- Directed by: Naz Onuzo
- Written by: Naz Onuzo
- Produced by: Inkblot Productions, Film One Entertainment, and Anakle Studios
- Starring: Nancy Isime Adesua Etomi Kehinde Bankole
- Production company: Inkblot Productions
- Distributed by: FilmOne Distributions Anakle Films
- Release date: 12 August 2022;
- Country: Nigeria
- Language: English

= The Set Up 2 =

2022 Nollywood sequel crime thriller film by Naz Onuzo

The Set Up 2 is a 2022 Nigerian crime thriller film, and a sequel to The Set Up, which was released in 2019. The sequel was jointly produced by Inkblot Productions, Film One Entertainment and Anakle Studios. The film was directed by Naz Onuzo, replacing Niyi Akinmolayan, who directed the first part. The film stars Adesua Etomi, Kehinde Bankole, Nancy Isime, Jim Iyke, Tina Mba, Uzor Arukwe, Kate Henshaw, Blossom Chukwujekwu, Stan Nze, Lota Chukwu and others.
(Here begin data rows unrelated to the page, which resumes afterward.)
PR #57, opened 2020-11-29
fix(node): Fix symlink evaluation in FindDrives

haslersn:
The previous approach to evaluating symlinks (using `os.Readlink`) didn't take into account that symlinks can contain relative paths.

Note that I didn't test this commit, because I'm currently still having an issue where kubelet becomes unusable after deploying direct-csi. Furthermore, for me it seems like the whole `FindDrives` function and its helper functions need a major rework.

### DIFF
--- a/pkg/node/utils.go
+++ b/pkg/node/utils.go
@@ -20,17 +20,18 @@ import (
 	"bufio"
 	"context"
 	"fmt"
-	"github.com/golang/glog"
 	"io/ioutil"
-	"k8s.io/utils/mount"
 	"os"
 	"path/filepath"
 	"strconv"
 	"strings"
 	"syscall"
 
+	"github.com/golang/glog"
 	direct_csi "github.com/minio/direct-csi/pkg/apis/direct.csi.min.io/v1alpha1"
 	simd "github.com/minio/sha256-simd"
+	utilruntime "k8s.io/apimachinery/pkg/util/runtime"
+	"k8s.io/utils/mount"
 )
 
 func FindDrives(ctx context.Context, nodeID string, procfs string) ([]*direct_csi.DirectCSIDrive, error) {
@@ -69,26 +70,29 @@ func FindDrives(ctx context.Context, nodeID string, procfs string) ([]*direct_cs
 			return filepath.SkipDir
 		}
 
-		link, err := os.Readlink(path)
+		realpath, err := filepath.EvalSymlinks(path)
 		if err != nil {
-			link = path
+			// Following the symlink failed. Possibly the symlink dangled.
+			utilruntime.HandleError(err)
+			return nil
 		}
-		if _, ok := visited[link]; ok {
+
+		if _, ok := visited[realpath]; ok {
 			if info.IsDir() {
 				return filepath.SkipDir
 			}
 			return nil
 		}
-		visited[link] = struct{}{}
+		visited[realpath] = struct{}{}
 
 		// Find drive specific info
-		drive := getDriveForPath(drives, link)
+		drive := getDriveForPath(drives, path)
 		if drive == nil {
 			return nil
 		}
 		if strings.Compare(info.Name(), "wwid") == 0 {
 			if drive.SerialNumber == "" {
-				data, err := ioutil.ReadFile(link)
+				data, err := ioutil.ReadFile(path)
 				if err != nil {
 					return err
 				}
@@ -97,7 +101,7 @@ func FindDrives(ctx context.Context, nodeID string, procfs string) ([]*direct_cs
 		}
 		if strings.Compare(info.Name(), "model") == 0 {
 			if drive.ModelNumber == "" {
-				data, err := ioutil.ReadFile(link)
+				data, err := ioutil.ReadFile(path)
 				if err != nil {
 					return err
 				}
@@ -109,7 +113,7 @@ func FindDrives(ctx context.Context, nodeID string, procfs string) ([]*direct_cs
 			if drive.Name == drive.RootPartition {
 				return nil
 			}
-			data, err := ioutil.ReadFile(link)
+			data, err := ioutil.ReadFile(path)
 			if err != nil {
 				return err
 			}
@@ -120,7 +124,7 @@ func FindDrives(ctx context.Context, nodeID string, procfs string) ([]*direct_cs
 			drive.PartitionNum = partNum
 		}
 		if strings.Compare(info.Name(), "size") == 0 {
-			data, err := ioutil.ReadFile(link)
+			data, err := ioutil.ReadFile(path)
 			if err != nil {
 				return err
 			}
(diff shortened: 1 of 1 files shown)


pkg/node/utils.go
```diff
@@ -69,26 +70,29 @@ func FindDrives(ctx context.Context, nodeID string, procfs string) ([]*direct_cs
 			return filepath.SkipDir
 		}
 
-		link, err := os.Readlink(path)
+		realpath, err := filepath.EvalSymlinks(path)
```
harshavardhana, line 73: EvalSymlinks is the correct usage @haslersn thanks for the fix

wlan0: It doesnt add any value because absolute paths are not necessary here. How is this the correct fix?

haslersn: It is necessary to use the realpath in `visited` because otherwise there might be an endless loop in case of cyclic symlinks (or rather it fails at some depth where there are too many symlinks).

wlan0:
There is no value in memoizing the absolute paths. What’s the problem with findDrives? 

If you’re willing to help, we could use your skills for detecting the filesystem of a device by reading its super block. Would you be able to help with that? 

Additionally, what is the problem with your kubelet when deploying direct-csi?

haslersn:
I think memorizing absolute paths is necessary in order to prevent otherwise possible endless recursions.

Yes, I think I can look into FS detection. First I do however want to look at the drive detection (i.e. `FindDrives`) because after reading the code I think there might be some edge cases where it doesn't work out right.

The problem with my kubelet is that it doesn't terminate or create pods anymore. Pods that are attempted to be terminated or created are stuck in `Terminating` or `ContainerCreating` state, respectively. All of my 3 nodes are affected by this problem and it only ever happens after I deploy direct-csi. It can be fixed by deleting direct-csi (The pods can't be terminated, of course, as I stated.) and then rebooting all 3 nodes.

haslersn:
> What’s the problem with findDrives?

One thing I can't wrap my head around is: Why does `FindDrives` first walk arbitrarily deep into the `/sys/block/` subtree and then call `getPartition` which, judging from the code, only supports block devices listed in the top-level (like `/sys/block/sda`) or second-level (like `/sys/block/sda/sda1`). If all of the relevant block devices are at those two levels, then I think the code can be cleaned up greatly by simply listing `/sys/block/` in order to find devices and then listing `/sys/block/devicename` for each device in order to find partitions.

Also, I think that the "primary key" of a `DirectCSIDrive` resource should be one of its IDs with which it is listed in `/dev/disk/by-id`. What do you think?

pkg/node/utils.go
harshavardhana: The problem is cyclical links are possible with symlinks - ReadLink is not designed for that https://golang.org/pkg/path/filepath/#EvalSymlinks is the correct from an expectation point of view.

wlan0: I'm well aware of cyclical links. In this case, since we are not recursing unboundedly, it is impossible. Now, if it was possible that there were cyclical links. EvalSymlinks would still not help. Because the in visited[path], the path, which would be a result of EvalSymlinks is still a relative path. 

I'm not sure what prompted this PR, since it does not fix a problem. If the kubelet is thrashing because of recursive calls from a completely different process, which would run out of memory if this infinite recursion happened, and not affect the kubelet. There is no way direct-csi would affect kubelet directly.

Just to be thorough. We have been testing this on mutliple environments as a part of our testing to ensure that it works with multiple versions of kubernetes. This issue has never occurred.

wlan0:
> I think memorizing absolute paths is necessary in order to prevent otherwise possible endless recursions.
I'm talking about memoization. There are no endless recursions. Endless recursion would quickly run out of stack memory and get OOM killed. The probelm you're experiencing has a completely different profile, which as of now, I cannot tell how direct-csi would be responsible. 

> The problem with my kubelet is that it doesn't terminate or create pods anymore. Pods that are attempted to be terminated or created are stuck in Terminating or ContainerCreating state, respectively. All of my 3 nodes are affected by this problem and it only ever happens after I deploy direct-csi. It can be fixed by deleting direct-csi (The pods can't be terminated, of course, as I stated.) and then rebooting all 3 nodes.

This could be because of a different issue. I'm happy to do a combined debugging session. I would like to learn if there are some weird states being produced by direct-csi. Though direct-csi should not affect another completely different process i.e. kubelet.

wlan0:
> One thing I can't wrap my head around is: Why does FindDrives first walk arbitrarily deep into the /sys/block/ subtree and then call getPartition which, judging from the code, only supports block devices listed in the top-level (like /sys/block/sda) or second-level (like /sys/block/sda/sda1). If all of the relevant block devices are at those two levels, then I think the code can be cleaned up greatly by simply listing /sys/block/ in order to find devices and then listing /sys/block/devicename for each device in order to find partitions.

If you list the top level, then you cannot find out partitions. You'll have to know the exact filetree for finding relevant information across multiple implementations of linux kernels. It is important to use automatic detection of drives rather than expecting a specific filetree because not all sysfs are created equal. This method however covers all the recent versions, if not all the versions of linux kernel.

> Also, I think that the "primary key" of a DirectCSIDrive resource should be one of its IDs with which it is listed in /dev/disk/by-id.  This way it doesn't depend on the order in which the init system recognizes drives. What do you think? And then, why not just  
list /dev/disk/by-id/ in order to find drives?

The primary key need not be the disk id. In case of drives being replaced, we do not want to consider a new drive mount at the same path as a new drive. We want to rather consider them as the same drive as before. The by-id symlinks are just `wwid`, which we already capture. On startup, we do plan on adding a check if drives are detected out of order, and update the CRDs according.

haslersn:
> There are no endless recursions.

Conceptually it is an endless recursion, but in reality my direct-csi crashes because some file system operation on the `path` fails as soon as the path involves too many symlinks. In my case:

- `/sys/block/nvme0n1/nvme0n1p1/holders/dm-0` links to `/sys/devices/virtual/block/dm-0`
- `/sys/devices/virtual/block/dm-0/slaves/nvme0n1p1` links back to nvme0n1p1

So the walk recurses until something fails.

(All of this has nothing to do with my kubelet problems. They also happen with this fix applied.)

(All of this has nothing

wlan0:
I see, I would like to learn more about your environment. Could we get on a zoom call?

pkg/node/utils.go
harshavardhana: From what I understood from this PR - this was a defensive change @wlan0 - not sure if there is a valid error that this PR fixes perhaps @haslern should fill us in. 

It is important to note that ReadLink should never be used in a naked manner, generally it is known to cause cyclical loops - EvalSymlinks simply traverses everything to give you a path that doesn't result in ELOOP - i.e ELOOP is returned if indeed that is going to happen eventually - ReadLink, on the other hand, it won't return such an error until you reach a weird state recursively going deeper.

So from what I saw it is a defensive code to avoid naked ReadLink usage.

harshavardhana:
> * `/sys/block/nvme0n1/nvme0n1p1/holders/dm-0` links to `/sys/devices/virtual/block/dm-0`
> * `/sys/devices/virtual/block/dm-0/slaves/nvme0n1p1` links back to nvme0n1p1

IMO dm-0's should be ignored by direct-csi and use directly the drives that are not part of any RAID/LVM setup.

wlan0:
@harshavardhana We are discussing on a call right now

wlan0:
@harshavardhana you're right. There are a few other issues with this PR that I've discussed with sebastian. He's going to make new PRs to fix them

The film was released in Nigeria on 12 August 2022.

== Synopsis ==
The Set Up 2 is a direct sequel to the 2019 film The Set Up. The film follows Chike four years after the events of the first film, as she struggles to come to terms with the fact that she is now an agent for an international organisation. Chike is forced to leave everything behind and go after a criminal named Usi as things begin to get complicated.

== Selected cast ==

- Adesua Etomi as Chike
- Kehinde Bankole as Grace
- Nancy Isime as Usi
- Jim Iyke as Edem
- Kate Henshaw as Teju
- Tina Mba as Madam
- Uzor Arukwe as Dimeji
- Blossom Chukwujekwu as Igwe Mackintosh
- Stan Nze as Obiora
- Lota Chukwu as Omada
- Tope Olowoniyan
- Grace Abah as prison guard
- Seun Akindele as Mayowa Kuku
- Chris Attoh as Eugene
- Onyeama Anthony as Patron
- Nsikan Allen as Omani
- Tomisin Ayoade as young Grace
- Amaju Cedric as rich guy
- Bolaji Egbebi as Nanny
- Gbubemi Ejeye as Nkoyo
- Kratos Enahoro as Obadiah

== Premiere ==
The Set Up 2 premiered on Sunday 7 August 2022 in Lagos at the IMAX Filmhouse cinema in the Lekki area of Lagos. In attendance were actors and actresses featured in the movie, as well as several Nollywood stars who were not part of the cast, including, Tobi Bakre, Lala Akindoju, Jemima Osunde, Adunni Ade, Femi Adebayo, Mr Macaroni and others.